Archive of UserLand's first discussion group, started October 5, 1998.

Re: jwz resigns

Author:Eric Kidd
Posted:4/3/1999; 2:56:06 AM
Topic:jwz resigns
Msg #:4768 (In response to 4765)
Prev/Next:4767 / 4769

I think the lure of freshmeat is too much for Mozilla to ever attract a big developer base. When Joe Developer puts out GFoo or KBar, their name and app gets plastered over the web. Nobody but their friends will know that they worked on Mozilla -- that's a Netscape project.

Well, lots of people contribute to the Linux kernel, and that's a pretty monolithic project, recogniation-wise. Seeing your name on Freshmeat probably isn't a good motivator in the long run. Everyone always confuses "fame" with "peer recognition". Recognition by a small number of smart people in your field is probably more important to most people than seeing their name in lights.

To really contribute to a project, you need to like the code and like working with your fellow developers. You also need to find a niche where you can meaningfully add something without getting burried.

Even more importantly, you need to trust the people running the project.
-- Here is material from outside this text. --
PR #542, opened 2025-09-17
height is not currently a correct indicator of whether the BlockIndex's block is on the best chain

AloeareV:
## Motivation

Height of the IndexedBlock is not an indicator of presence on the best chain. There may be more to this...but this is an unused function that can be cleanly removed.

Strange, complicated licenses that mention the parent company a lot do not help that trust.

This separation not only is good for rapid development, but it is good for allowing people to feel ownership of their "own" code. No one piece of Gnome has a substantial number of people working on it.

Does a web browser need to be monolithic? Couldn't you start with an Opera-like core and a small team of smart people, and modularize all the extensions?
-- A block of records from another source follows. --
Issue #538, opened 2025-09-12
Custom Deserialization Duplicates Consensus-Critical Logic


nachog00:
## Problem Statement

Zaino currently implements a custom block and transaction deserialization system that mixes parsing concerns with indexing concerns. This creates several serious issues:

### 1. Mixed Responsibilities in `ParseFromSlice`

The current `ParseFromSlice` trait conflates pure deserialization with external data correlation:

This is a delibrately stupid question. ;-)

That's exactly what Netscape is trying to do with XP-COM, JavaScript and their whole "portable interface" setup. If all of that worked right, Mozilla would be like Emacs or the GIMP--you could write portable features in a scripting language, and never touch the core at all. By allowing scripters to modify the browser interface, you could really speed up evolution.

The question is, when will I be able to run Mozilla as my day-to-day web browser on Linux? I still have a lot of hope for Mozilla, but it needs to become usable as a web browser before I get really excited.

I'm an early adopter with a vengence--I've been running Gnome as my primary desktop since version 0.10 (when my icons and panel disappeared more often than not), I own a BeBox and I program in strange, obscure languages. I don't care about documentation, support or lots of crashes.

But I don't believe in software I can't run. This is what soured me on OpenDoc, Copeland and Java, and what got me all exicited about Linux. Out of all these technologies, Linux was the only one that actually worked.

I'm willing to give Mozilla a bit longer--they've followed a long, winding path, but they're finally starting to have a product. When I can run Mozilla as my primary browser on a day-to-day basis, I'll believe.